The number of people with Alzheimer's disease is expected to rise substantially in the next few decades because of the aging of the population.
The disease affects all races and ethnic groups.
It seems to affect more women than men.
Alzheimer's disease is a progressive disease, which means that it gets worse over time. It cannot be cured or reversed by any known treatment.
The symptoms often are subtle at first.
Over time, people with the disease lose their ability to think and reason clearly, judge situations, solve problems, concentrate, remember useful information, take care of themselves, and even speak.
Changes in behavior and personality are common.
People with mild Alzheimer's disease usually require close supervision and help with everyday tasks such as cooking, shopping, and paying bills.
People with severe Alzheimer's disease can do little on their own and require complete full-time care.
Because of this, Alzheimer's disease is considered a major public health problem.
The cost of caring for people with the disease is estimated at over $100 billion per year in the United States.
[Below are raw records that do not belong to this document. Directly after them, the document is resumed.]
PR #4077, opened 2025-04-03
Fix: Account for array types when showing sample in table diff

themisvaltinos:
This update improves the filtering approach in table diff when displaying the diff samples for a column, which failed to properly handle array types before.

As part of this also decimal values are now correctly aligned by propagating the decimal precision in row diff to properly display them in the sample. Also added helper methods (`capture_console_output` and `create_test_console`) so we can verify in tests the exact output of console methods from now on.

### DIFF
--- a/sqlmesh/core/console.py
+++ b/sqlmesh/core/console.py
@@ -2044,8 +2044,6 @@ class TerminalConsole(Console):
 
 def _cells_match(x: t.Any, y: t.Any) -> bool:
     """Helper function to compare two cells and returns true if they're equal, handling array objects."""
-    if x is None or y is None:
-        return x == y
 
     # Convert array-like objects to list for consistent comparison
     def _normalize(val: t.Any) -> t.Any:
--- a/sqlmesh/core/console.py
+++ b/sqlmesh/core/console.py
@@ -1905,32 +1905,10 @@ class TerminalConsole(Console):
                     # Create a table with the joined keys and comparison columns
                     column_table = row_diff.joined_sample[keys + [source_column, target_column]]
 
-                    def compare_cells(x: t.Any, y: t.Any) -> bool:
-                        """Compare two cells and returns true if they're not equal, handling array objects."""
-                        if x is None or y is None:
-                            return x != y
-
-                        # Convert any array-like object to list for consistent comparison
-                        def to_list(val: t.Any) -> t.Any:
-                            return (
-                                list(val)
-                                if isinstance(val, (pd.Series, np.ndarray, list, tuple, set))
-                                else val
-                            )
-
-                        x = to_list(x)
-                        y = to_list(y)
-                        if isinstance(x, list) and isinstance(y, list):
-                            if len(x) != len(y):
-                                return True
-                            return any(a != b for a, b in zip(x, y))
-
-                        return x != y
-
                     # Filter to retain non identical-valued rows
                     column_table = column_table[
                         column_table.apply(
-                            lambda row: compare_cells(row[source_column], row[target_column]),
+                            lambda row: _compare_df_cells(row[source_column], row[target_column]),
                             axis=1,
                         )
                     ]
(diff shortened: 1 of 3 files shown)


sqlmesh/core/console.py
```diff
@@ -1904,10 +1905,37 @@ def show_row_diff(
                     # Create a table with the joined keys and comparison columns
                     column_table = row_diff.joined_sample[keys + [source_column, target_column]]
 
-                    # Filter out identical-valued rows
+                    def compare_cells(x: t.Any, y: t.Any) -> bool:
```
izeigerman, line 1908: This is too many level of nestedness. Let's make this top level with `_`

izeigerman (approved):

sqlmesh/core/console.py
georgesittas: @themisvaltinos I'd double-check if we already have similar logic in `tests/definition.py`. My expectation is we're probably normalizing there as well because we deal with dataframes, so perhaps there's room for refactoring here?

sqlmesh/core/console.py
```diff
@@ -1904,10 +1905,37 @@ def show_row_diff(
...
+                        if x is None or y is None:
+                            return x != y
+
+                        # Convert any array-like object to list for consistent comparison
+                        def to_list(val: t.Any) -> t.Any:
+                            return (
+                                list(val)
+                                if isinstance(val, (pd.Series, np.ndarray, list, tuple, set))
+                                else val
+                            )
```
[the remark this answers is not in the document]
themisvaltinos: The logic here is simply to filter out rows for a more readable sample, as the table is already created before, so there was no similar function in `tests/definition.py` that was value specific. I checked and the dictionaries are handled with the simple comparison, so no extra handling (e.g., for DuckDB in normalize_df) is needed, but extended the test with dicts to show this

themisvaltinos:
Thanks for the review addressed comments

sqlmesh/core/console.py
```diff
@@ -2027,6 +2042,25 @@ def show_linter_violations(
...
 
 
+def _compare_df_cells(x: t.Any, y: t.Any) -> bool:
+    """Helper function to compare two cells and returns true if they're not equal, handling array objects."""
+    if x is None or y is None:
+        return x != y
+
+    # Convert any array-like object to list for consistent comparison
+    def to_list(val: t.Any) -> t.Any:
+        return list(val) if isinstance(val, (pd.Series, np.ndarray, list, tuple, set)) else val
```
georgesittas, line 2052: The `set` here looks incorrect– the ordering in sets is non-deterministic, so converting a set into a list could result in inconsistent results when displaying the table diff.

Additional feedback for this: consider factoring this tuple out into a constant, e.g. `LIST_TYPES` or something.

sqlmesh/core/console.py
```diff
@@ -2027,6 +2042,25 @@ def show_linter_violations(
             self.log_warning(msg)
 
 
+def _compare_df_cells(x: t.Any, y: t.Any) -> bool:
```
georgesittas, line 2045: [Nit] consider naming this differently to reflect its purpose better, e.g. `_cells_match` (so you'd flip the return values to reflect this).

Should be a low-lift to make it so you read L1911 and understand what's going on without having to look at this.

sqlmesh/core/console.py
```diff
@@ -2027,6 +2042,25 @@ def show_linter_violations(
...
+    # Convert any array-like object to list for consistent comparison
+    def to_list(val: t.Any) -> t.Any:
+        return list(val) if isinstance(val, (pd.Series, np.ndarray, list, tuple, set)) else val
+
+    x = to_list(x)
+    y = to_list(y)
+    if isinstance(x, list) and isinstance(y, list):
+        if len(x) != len(y):
+            return True
+        return any(a != b for a, b in zip(x, y))
```
georgesittas, line 2059: Why do we have special logic for this? List comparison should work out of the box, no need to manually do this. So you'd just do `return to_list(x) != to_list(y)`, or even better `_normalize(x) != _normalize(y)`.

themisvaltinos: Yes excellent point this was left as I originally was comparing lumpy arrays but with lists there is no need anymore

georgesittas (approved):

The average yearly cost per affected person is $20,000 to $40,000, depending on the severity of the disease.
That cost doesn't take into account the loss of quality of life for the affected person, nor the physical and emotional toll on family caregivers
Alzheimer's Disease Causes
We do not know exactly what causes Alzheimer's disease. There is probably not one single cause, but a number of factors that come together in certain people to cause the disease.
Most experts believe that Alzheimer's disease is not a normal part of aging.
While age is a risk factor for the disease, age alone does not seem to cause it.
Family history is another risk factor. The disease does seem to run in some families. However, fewer than 10% of cases of Alzheimer's disease are familial. Familial Alzheimer's disease often occurs at a younger age, between ages 30 and 60 years. This is called early-onset familial Alzheimer's disease.
At least 3 different genes have been linked to Alzheimer's disease.
The one we know the most about controls production of a protein called apolipoprotein E (apoE), which helps in distribution of cholesterol through the body.
Everyone has one of the 3 forms of the apoE gene. While one form seems to protect from AD, another form seems to increase the risk of developing the disease.
The other genes-apart from ApoE-are known to be mutated in some people with the disease. These actually cause the disease in a few rare cases.
Probably there are other genes that contribute to Alzheimer's disease, but we haven't found them yet.
Much of the research in Alzheimer's disease has focused on why and how some people develop deposits of the abnormal protein in their brains. Once the process is understood, it may be possible to develop treatments that stop or prevent it.